En dan ineens gaat de luifel al open. Wat, zo snel?!
‘The greatest strength is gentleness.’ – unknown Native American
Dan begint de laatste ronde; het Noorden, de hel van het Noorden… Ik kom ontzettend hard mezelf tegen. De warmte is nog heviger. Ik weet niet meer wat onder of boven is. Draai van links naar rechts op mijn doorweekte handdoek. Als je iets wilt zeggen tegen de spirits voel je vrij?’, zegt de watergietster. Het is stil, ik wacht, voel mijn hart kloppen en begin te praten: ik voel dat er eigenlijk geen verdriet meer zit om het verlies van mijn ouders.

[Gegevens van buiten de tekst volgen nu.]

PR #1135, opened 2026-02-22
testing: fix agent-tick-db unit crash from server-only import ordering

lawyered0:
## Summary
- load the `agent-tick` route via top-level dynamic import so test mocks are registered before module evaluation
- mock `server-only` and `@/lib/engine/ensure-engine-services` in the unit test to prevent server-component guards from crashing Bun unit runs
- preserve full `@babylon/db` export compatibility by spreading actual module exports and overriding only test-specific members
- add `afterAll(() => mock.restore())` to avoid cross-suite mock leakage

## Problem
`agent-tick-db.test.ts` could fail before executing any tests due to module-load order and incomplete mocked exports.

## Validation
- `bun test packages/testing/unit/cron/agent-tick-db.test.ts --preload ./packages/testing/unit/preload.ts` (pass)
- `bun test packages/testing/unit/cron/article-tick.test.ts packages/testing/unit/cron/markets-tick.test.ts packages/testing/unit/cron/agent-tick-db.test.ts --preload ./packages/testing/unit/preload.ts` (pass)
- `bun run --cwd packages/testing lint` (pass)
- `bun run --cwd packages/testing typecheck` fails only on existing baseline `onchain-service.ts` errors (addressed separately in #1134)

### DIFF
--- a/packages/testing/unit/cron/agent-tick-db.test.ts
+++ b/packages/testing/unit/cron/agent-tick-db.test.ts
@@ -1,5 +1,6 @@
-import { beforeEach, describe, expect, mock, test } from 'bun:test';
+import { afterAll, beforeEach, describe, expect, mock, test } from 'bun:test';
 import { NextRequest } from 'next/server';
+import * as actualDbModule from '../../../db/src/index';
 
 /**
  * Mock game state type
@@ -50,6 +51,8 @@ interface SqlCondition {
 // Mock db with a mutable state we can control in tests
 let mockGame: MockGame | null = null;
 
+mock.module('server-only', () => ({}));
+
 // Create a complete mock that includes schema exports
 mock.module('@babylon/db', () => {
   const createModelMock = (overrides: Partial<MockModel> = {}): MockModel => ({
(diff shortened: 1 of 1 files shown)


revlentless:
Reviewed and tested locally. LGTM.

**What I verified:**

- `bun test packages/testing/unit/cron/agent-tick-db.test.ts --preload ./packages/testing/unit/preload.ts` - 3/3 pass
- All three cron suites together (`article-tick`, `markets-tick`, `agent-tick-db`) - 84/84 pass, no cross-suite mock leakage

**Review notes:**

- The `await import()` switch, `server-only` mock, and `ensure-engine-services` mock all make sense - they fix the module-evaluation-before-mocks-registered ordering issue.
- Spreading `actualDbModule` into the `@babylon/db` mock brings this test in line with the pattern already used in `markets-tick.test.ts` and `article-tick.test.ts`. Good consistency fix - also makes the test resilient to new exports being added to `@babylon/db`.
- `afterAll(() => mock.restore())` matches the other cron test files. Clean.

**One optional suggestion for a follow-up (not blocking):**

Since `server-only` is a Next.js server-component guard that will never work in Bun test runs, it might be worth mocking it globally in `preload.ts` rather than per-test-file. Right now this is the only test that needs it, but if more route tests land that transitively import it, centralizing the mock would prevent the same crash from recurring elsewhere.

PR #1137, opened 2026-02-22
testing: align formatCurrency negative sign expectations

lawyered0:
## Summary
- update `packages/testing/unit/shared/format.test.ts` negative-currency expectations to match canonical formatter output (`ƀ-...`)
- keep assertion behavior consistent with existing shared currency tests and runtime formatter semantics

## Problem
`format.test.ts` expected negative values as `-ƀ...`, but the shared formatter intentionally returns `ƀ-...`. This caused deterministic unit failures in the full suite.

## Validation
- `bun test packages/testing/unit/shared/format.test.ts --preload ./packages/testing/unit/preload.ts` (pass)
- `bun test packages/testing/unit/shared/format-currency.test.ts --preload ./packages/testing/unit/preload.ts` (pass)

### DIFF
--- a/packages/testing/unit/shared/format.test.ts
+++ b/packages/testing/unit/shared/format.test.ts
@@ -150,9 +150,9 @@ describe('Format Utilities', () => {
     });
 
     it('should handle negative numbers correctly', () => {
-      // Sign should come before the symbol
-      expect(formatCurrency(-100)).toBe('-ƀ100.00');
-      expect(formatCurrency(-1234.56)).toBe('-ƀ1234.56');
+      // Shared formatter keeps symbol first for positive and negative values.
+      expect(formatCurrency(-100)).toBe('ƀ-100.00');
+      expect(formatCurrency(-1234.56)).toBe('ƀ-1234.56');
     });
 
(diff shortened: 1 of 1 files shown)


revlentless:
LGTM.

**What I verified:**

- `bun test packages/testing/unit/shared/format.test.ts --preload ./packages/testing/unit/preload.ts` - 36/36 pass
- `bun test packages/testing/unit/shared/format-currency.test.ts --preload ./packages/testing/unit/preload.ts` - 40/40 pass

**Review notes:**

Confirmed this against the actual `formatCurrency` implementation in `packages/shared/src/utils/format.ts`. The formatter explicitly handles negatives as symbol-first, then sign:

```ts
const sign = isNegative ? '-' : '';
return `${BABYLON_POINTS_SYMBOL}${sign}${formatted}`;
```

So `ƀ-100.00` is the correct output - the tests in `format.test.ts` were simply wrong (asserting `-ƀ100.00`). The sibling test file `format-currency.test.ts` already had the right expectations (`ƀ-100.00`), so this brings the two into alignment.

PR #1138, opened 2026-02-23
fix(ui): align chat send button to bottom of input area

jasperdisney:
## Summary

Fixes the chat message input send button alignment in `/chats` and `/agents/team` pages. Previously, when the textarea grew to multiple rows, the send button would vertically center itself in the expanding input area. Now it stays anchored at the bottom-right.

- Changed composer shell from `items-center` to `items-end` so the send button stays at the bottom as the textarea grows
- Adjusted container padding (`pl-3 pr-1 pb-1`) and removed symmetric `py-2` to give the button a tight bottom-right position
- Changed textarea padding from `py-[5px]` to `pt-2` (top only) so text aligns naturally while bottom spacing is handled by the container
- Resized send button from `h-8 w-8` to `size-[34px]`
- Updated highlight overlay padding to match (`pt-2`)

Both `/chats` and `/agents/team` share the same `MessageInput` component, so the fix applies to both pages.

### DIFF
--- a/apps/web/package.json
+++ b/apps/web/package.json
@@ -11,7 +11,7 @@
     "lint": "biome lint .",
     "lint:fix": "biome check --write .",
     "format": "biome format --write .",
-    "typecheck": "tsc --noEmit",
+    "typecheck": "NODE_OPTIONS='--max-old-space-size=8192' tsc --noEmit",
     "clean": "rm -rf .next .turbo node_modules/.cache"
   },
   "dependencies": {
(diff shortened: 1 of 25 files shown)


revlentless:
Looks good. The core fix (`items-center` → `items-end`) is the right call - send button now stays anchored at the bottom-right as the textarea grows instead of floating to the center.

A few notes on the final state:

- Nice cleanup in the refactor commit swapping arbitrary values (`size-[34px]`, `leading-[22px]`, `min-h-[32px]`) for built-in Tailwind classes (`size-8.5`, `leading-5.5`, `min-h-8`). Much cleaner.
- Textarea has `pt-2` with no bottom padding - bottom spacing is handled by the container's `pb-1` (4px). Looks intentional but worth a quick visual check on multi-line messages to make sure the last line of text doesn't feel too tight against the border.
- The highlight overlay and both textarea paths (mentions enabled/disabled) all use matching `pt-2` + `leading-5.5`, so mention highlights should stay aligned with the underlying text.

Approved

Wel merk ik dat ik vast zit in verdriet en rouw van vóór hun overlijden, dat ik klem zit in een harnas dat ik gebruikte tegen de pijn en een gemis van toen. Het harnas dat me beschermde en waar ik me nog steeds in probeer te wringen als het leven pittig is. Doodvermoeiend. A’ho!” Ik leg een hand op mijn hart, voor even is het harnas gesmolten.